Task item: Each entry below has to be written out again exactly.

▬▬▬

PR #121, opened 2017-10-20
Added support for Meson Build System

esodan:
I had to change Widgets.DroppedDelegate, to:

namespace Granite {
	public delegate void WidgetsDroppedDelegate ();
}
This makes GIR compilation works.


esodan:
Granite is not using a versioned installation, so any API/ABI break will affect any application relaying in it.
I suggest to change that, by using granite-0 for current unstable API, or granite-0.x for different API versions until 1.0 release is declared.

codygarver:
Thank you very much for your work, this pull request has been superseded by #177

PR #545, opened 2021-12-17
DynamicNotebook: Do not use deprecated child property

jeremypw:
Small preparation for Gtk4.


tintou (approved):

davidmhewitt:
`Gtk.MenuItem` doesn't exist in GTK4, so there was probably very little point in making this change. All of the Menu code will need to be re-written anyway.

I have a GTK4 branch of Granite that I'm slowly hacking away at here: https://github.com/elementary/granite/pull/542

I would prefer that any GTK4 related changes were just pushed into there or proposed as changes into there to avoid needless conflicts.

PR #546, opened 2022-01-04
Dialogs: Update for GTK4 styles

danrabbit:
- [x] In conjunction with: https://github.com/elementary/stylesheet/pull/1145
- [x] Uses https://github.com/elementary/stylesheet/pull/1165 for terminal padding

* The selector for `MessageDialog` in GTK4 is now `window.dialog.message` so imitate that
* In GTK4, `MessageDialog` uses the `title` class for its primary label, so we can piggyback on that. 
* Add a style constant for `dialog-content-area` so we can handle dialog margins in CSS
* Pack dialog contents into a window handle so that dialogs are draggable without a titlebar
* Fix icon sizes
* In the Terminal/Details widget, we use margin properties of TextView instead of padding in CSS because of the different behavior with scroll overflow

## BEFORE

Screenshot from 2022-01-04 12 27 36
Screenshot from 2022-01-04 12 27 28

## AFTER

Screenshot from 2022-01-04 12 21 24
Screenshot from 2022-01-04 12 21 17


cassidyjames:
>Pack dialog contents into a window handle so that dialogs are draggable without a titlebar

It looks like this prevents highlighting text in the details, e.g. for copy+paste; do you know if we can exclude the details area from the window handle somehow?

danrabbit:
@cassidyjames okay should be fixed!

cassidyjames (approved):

▬▬▬

Response:
PR #121, opened 2017-10-20
Added support for Meson Build System

esodan:
I had to change Widgets.DroppedDelegate, to:

namespace Granite {
	public delegate void WidgetsDroppedDelegate ();
}
This makes GIR compilation works.


esodan:
Granite is not using a versioned installation, so any API/ABI break will affect any application relaying in it.
I suggest to change that, by using granite-0 for current unstable API, or granite-0.x for different API versions until 1.0 release is declared.

codygarver:
Thank you very much for your work, this pull request has been superseded by #177

PR #545, opened 2021-12-17
DynamicNotebook: Do not use deprecated child property

jeremypw:
Small preparation for Gtk4.


tintou (approved):

davidmhewitt:
`Gtk.MenuItem` doesn't exist in GTK4, so there was probably very little point in making this change. All of the Menu code will need to be re-written anyway.

I have a GTK4 branch of Granite that I'm slowly hacking away at here: https://github.com/elementary/granite/pull/542

I would prefer that any GTK4 related changes were just pushed into there or proposed as changes into there to avoid needless conflicts.

PR #546, opened 2022-01-04
Dialogs: Update for GTK4 styles

danrabbit:
- [x] In conjunction with: https://github.com/elementary/stylesheet/pull/1145
- [x] Uses https://github.com/elementary/stylesheet/pull/1165 for terminal padding

* The selector for `MessageDialog` in GTK4 is now `window.dialog.message` so imitate that
* In GTK4, `MessageDialog` uses the `title` class for its primary label, so we can piggyback on that. 
* Add a style constant for `dialog-content-area` so we can handle dialog margins in CSS
* Pack dialog contents into a window handle so that dialogs are draggable without a titlebar
* Fix icon sizes
* In the Terminal/Details widget, we use margin properties of TextView instead of padding in CSS because of the different behavior with scroll overflow

## BEFORE

Screenshot from 2022-01-04 12 27 36
Screenshot from 2022-01-04 12 27 28

## AFTER

Screenshot from 2022-01-04 12 21 24
Screenshot from 2022-01-04 12 21 17


cassidyjames:
>Pack dialog contents into a window handle so that dialogs are draggable without a titlebar

It looks like this prevents highlighting text in the details, e.g. for copy+paste; do you know if we can exclude the details area from the window handle somehow?

danrabbit:
@cassidyjames okay should be fixed!

cassidyjames (approved):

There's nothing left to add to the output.